-- Data for review --
((

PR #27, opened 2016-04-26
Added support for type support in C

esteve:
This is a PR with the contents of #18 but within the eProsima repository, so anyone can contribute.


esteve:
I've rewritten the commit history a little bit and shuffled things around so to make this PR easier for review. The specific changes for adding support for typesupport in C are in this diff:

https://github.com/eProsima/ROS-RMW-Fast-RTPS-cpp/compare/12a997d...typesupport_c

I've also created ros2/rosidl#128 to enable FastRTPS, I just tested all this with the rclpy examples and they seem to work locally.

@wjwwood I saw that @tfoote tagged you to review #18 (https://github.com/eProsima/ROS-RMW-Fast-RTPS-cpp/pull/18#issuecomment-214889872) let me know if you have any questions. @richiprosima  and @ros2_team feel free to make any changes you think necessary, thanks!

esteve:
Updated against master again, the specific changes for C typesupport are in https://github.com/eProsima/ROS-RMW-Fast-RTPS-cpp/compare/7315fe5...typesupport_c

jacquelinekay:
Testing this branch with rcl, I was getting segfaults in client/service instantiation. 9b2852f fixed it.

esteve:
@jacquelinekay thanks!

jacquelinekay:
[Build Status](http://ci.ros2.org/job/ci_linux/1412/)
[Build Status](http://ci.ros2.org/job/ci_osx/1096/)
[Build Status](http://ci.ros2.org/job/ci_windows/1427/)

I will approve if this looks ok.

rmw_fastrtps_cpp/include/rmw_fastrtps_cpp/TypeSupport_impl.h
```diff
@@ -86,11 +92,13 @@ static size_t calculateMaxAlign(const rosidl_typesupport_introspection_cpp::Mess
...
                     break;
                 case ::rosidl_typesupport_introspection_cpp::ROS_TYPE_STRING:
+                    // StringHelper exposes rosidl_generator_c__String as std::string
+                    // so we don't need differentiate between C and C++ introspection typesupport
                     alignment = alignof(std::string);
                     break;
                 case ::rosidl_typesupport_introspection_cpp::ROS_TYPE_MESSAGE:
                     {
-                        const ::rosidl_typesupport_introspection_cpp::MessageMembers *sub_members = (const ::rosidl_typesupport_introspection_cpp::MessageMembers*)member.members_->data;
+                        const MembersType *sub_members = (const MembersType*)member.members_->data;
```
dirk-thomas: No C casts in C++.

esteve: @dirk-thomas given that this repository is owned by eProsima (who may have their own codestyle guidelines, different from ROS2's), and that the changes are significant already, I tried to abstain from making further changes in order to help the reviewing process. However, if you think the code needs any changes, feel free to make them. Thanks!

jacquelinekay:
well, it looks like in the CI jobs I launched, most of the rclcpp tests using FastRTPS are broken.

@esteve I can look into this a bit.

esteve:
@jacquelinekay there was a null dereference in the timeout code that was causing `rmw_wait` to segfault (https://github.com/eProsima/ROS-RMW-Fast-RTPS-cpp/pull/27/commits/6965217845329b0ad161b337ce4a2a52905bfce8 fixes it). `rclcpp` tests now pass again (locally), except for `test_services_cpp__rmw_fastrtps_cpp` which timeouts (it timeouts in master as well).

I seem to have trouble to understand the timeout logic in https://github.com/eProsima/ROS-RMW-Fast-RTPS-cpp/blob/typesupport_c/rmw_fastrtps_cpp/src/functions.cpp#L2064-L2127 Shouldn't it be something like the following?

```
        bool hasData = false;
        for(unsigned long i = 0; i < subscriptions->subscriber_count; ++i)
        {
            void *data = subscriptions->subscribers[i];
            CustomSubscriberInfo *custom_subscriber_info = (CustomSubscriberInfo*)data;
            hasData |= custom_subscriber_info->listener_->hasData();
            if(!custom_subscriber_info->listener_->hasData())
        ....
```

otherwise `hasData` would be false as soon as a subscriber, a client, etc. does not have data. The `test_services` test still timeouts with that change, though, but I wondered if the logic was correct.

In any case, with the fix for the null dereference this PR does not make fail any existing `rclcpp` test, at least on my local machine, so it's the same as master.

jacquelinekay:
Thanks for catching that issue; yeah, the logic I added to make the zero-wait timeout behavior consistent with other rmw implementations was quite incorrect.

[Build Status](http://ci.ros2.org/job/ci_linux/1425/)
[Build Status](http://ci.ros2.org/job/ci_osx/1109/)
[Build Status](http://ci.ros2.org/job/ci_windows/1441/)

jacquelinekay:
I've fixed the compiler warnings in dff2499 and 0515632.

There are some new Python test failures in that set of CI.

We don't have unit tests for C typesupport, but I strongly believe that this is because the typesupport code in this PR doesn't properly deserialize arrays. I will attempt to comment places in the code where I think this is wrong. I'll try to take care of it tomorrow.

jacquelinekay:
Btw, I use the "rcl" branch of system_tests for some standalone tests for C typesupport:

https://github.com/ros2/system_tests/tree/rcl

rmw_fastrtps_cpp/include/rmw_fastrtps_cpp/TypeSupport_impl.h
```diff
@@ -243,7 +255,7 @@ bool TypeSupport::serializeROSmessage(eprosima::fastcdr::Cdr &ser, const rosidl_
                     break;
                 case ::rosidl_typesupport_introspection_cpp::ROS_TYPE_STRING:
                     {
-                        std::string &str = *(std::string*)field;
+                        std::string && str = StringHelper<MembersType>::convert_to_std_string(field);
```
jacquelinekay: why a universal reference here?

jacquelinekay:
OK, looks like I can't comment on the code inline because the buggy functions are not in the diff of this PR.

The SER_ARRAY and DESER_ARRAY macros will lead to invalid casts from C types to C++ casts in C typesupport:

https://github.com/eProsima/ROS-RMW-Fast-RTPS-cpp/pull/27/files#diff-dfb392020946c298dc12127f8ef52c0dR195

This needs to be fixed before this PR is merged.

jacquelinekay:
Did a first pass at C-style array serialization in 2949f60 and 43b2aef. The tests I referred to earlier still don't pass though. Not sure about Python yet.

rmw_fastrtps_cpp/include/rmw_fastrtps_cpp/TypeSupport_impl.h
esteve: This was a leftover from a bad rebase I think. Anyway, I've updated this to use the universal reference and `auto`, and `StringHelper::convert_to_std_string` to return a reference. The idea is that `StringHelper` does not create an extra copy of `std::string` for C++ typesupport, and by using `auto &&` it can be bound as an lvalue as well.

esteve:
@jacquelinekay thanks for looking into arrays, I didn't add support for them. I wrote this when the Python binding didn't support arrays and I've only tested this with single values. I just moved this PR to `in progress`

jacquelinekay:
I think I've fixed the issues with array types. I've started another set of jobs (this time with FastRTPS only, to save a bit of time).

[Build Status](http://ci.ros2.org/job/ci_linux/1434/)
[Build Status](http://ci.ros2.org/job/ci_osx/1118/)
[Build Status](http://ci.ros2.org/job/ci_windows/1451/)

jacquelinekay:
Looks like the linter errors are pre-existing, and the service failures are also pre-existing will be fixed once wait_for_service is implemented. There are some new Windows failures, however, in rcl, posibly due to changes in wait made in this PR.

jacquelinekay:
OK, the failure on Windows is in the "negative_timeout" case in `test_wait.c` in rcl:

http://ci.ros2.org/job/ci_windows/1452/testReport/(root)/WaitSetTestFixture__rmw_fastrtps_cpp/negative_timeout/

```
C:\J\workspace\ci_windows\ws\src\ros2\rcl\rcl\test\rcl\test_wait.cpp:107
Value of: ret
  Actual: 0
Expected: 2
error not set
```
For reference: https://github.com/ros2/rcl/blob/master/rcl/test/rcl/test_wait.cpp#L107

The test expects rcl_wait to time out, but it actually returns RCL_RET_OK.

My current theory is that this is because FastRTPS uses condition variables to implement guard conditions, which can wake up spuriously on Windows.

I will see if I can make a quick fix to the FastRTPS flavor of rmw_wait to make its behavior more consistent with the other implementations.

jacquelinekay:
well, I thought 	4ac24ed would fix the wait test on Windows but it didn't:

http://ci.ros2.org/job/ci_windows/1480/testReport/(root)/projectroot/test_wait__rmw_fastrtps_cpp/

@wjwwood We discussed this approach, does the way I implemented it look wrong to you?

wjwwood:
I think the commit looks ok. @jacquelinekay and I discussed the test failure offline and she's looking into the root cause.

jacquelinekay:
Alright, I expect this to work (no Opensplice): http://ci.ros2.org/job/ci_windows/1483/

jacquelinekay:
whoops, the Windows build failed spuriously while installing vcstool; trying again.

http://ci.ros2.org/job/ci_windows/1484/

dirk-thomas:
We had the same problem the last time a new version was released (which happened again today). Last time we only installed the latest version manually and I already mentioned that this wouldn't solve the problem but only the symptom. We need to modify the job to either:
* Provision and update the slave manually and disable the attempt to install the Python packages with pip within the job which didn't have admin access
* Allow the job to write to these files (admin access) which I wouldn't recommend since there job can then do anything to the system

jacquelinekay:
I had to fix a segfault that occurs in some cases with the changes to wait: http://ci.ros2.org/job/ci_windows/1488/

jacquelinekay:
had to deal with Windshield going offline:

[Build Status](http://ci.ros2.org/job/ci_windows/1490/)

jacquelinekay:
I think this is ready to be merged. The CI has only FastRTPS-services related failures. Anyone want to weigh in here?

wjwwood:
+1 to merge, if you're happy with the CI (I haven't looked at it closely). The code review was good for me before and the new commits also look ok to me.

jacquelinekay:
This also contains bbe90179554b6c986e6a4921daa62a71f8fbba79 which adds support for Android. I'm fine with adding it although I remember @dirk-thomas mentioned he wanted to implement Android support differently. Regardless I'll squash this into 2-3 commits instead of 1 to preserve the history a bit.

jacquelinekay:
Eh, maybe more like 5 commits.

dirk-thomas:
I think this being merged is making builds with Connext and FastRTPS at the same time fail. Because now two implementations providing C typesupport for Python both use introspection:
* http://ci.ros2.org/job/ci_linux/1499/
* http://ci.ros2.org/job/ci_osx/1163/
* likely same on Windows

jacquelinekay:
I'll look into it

))
((

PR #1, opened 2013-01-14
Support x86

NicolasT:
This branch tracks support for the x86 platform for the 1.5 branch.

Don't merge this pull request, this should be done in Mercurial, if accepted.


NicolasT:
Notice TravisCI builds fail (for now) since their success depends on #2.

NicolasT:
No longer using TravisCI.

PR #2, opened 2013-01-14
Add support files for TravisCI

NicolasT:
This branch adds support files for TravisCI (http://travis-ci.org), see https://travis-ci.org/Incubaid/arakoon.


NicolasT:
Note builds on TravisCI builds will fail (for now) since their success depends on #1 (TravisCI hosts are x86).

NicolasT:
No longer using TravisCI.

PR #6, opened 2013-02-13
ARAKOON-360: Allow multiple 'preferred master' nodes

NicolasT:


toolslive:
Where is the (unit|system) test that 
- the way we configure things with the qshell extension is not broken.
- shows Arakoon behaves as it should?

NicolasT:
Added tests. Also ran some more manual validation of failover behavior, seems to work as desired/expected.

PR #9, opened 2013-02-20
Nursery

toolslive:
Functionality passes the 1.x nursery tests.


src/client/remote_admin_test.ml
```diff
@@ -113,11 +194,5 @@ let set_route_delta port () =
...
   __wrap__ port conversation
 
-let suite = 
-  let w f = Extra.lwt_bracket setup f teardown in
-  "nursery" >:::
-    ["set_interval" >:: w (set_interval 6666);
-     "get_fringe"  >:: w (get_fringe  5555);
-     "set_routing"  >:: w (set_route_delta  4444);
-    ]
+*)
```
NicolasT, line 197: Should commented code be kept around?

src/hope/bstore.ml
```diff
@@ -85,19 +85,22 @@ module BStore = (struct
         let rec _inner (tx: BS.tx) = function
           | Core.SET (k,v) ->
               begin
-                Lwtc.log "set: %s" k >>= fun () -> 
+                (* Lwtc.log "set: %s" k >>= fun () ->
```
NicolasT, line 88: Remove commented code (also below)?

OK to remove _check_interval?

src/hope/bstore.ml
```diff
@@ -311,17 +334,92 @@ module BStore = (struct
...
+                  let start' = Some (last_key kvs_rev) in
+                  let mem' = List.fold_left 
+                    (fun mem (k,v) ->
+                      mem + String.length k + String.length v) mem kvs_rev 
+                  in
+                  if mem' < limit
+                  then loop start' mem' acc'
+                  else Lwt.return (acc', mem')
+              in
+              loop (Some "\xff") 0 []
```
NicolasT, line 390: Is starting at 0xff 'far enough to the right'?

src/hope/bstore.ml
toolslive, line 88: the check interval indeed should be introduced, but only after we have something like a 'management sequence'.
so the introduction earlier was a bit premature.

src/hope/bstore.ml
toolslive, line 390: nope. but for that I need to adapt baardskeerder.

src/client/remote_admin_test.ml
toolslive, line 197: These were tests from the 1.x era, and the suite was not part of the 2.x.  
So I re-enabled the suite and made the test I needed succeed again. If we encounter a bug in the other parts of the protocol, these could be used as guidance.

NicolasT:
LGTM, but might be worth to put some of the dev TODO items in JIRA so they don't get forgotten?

))

-- Activity --
Each line in the listing either holds the word "struct" or does not. Report how many do, as a bare number.

-- Result for this exercise --
2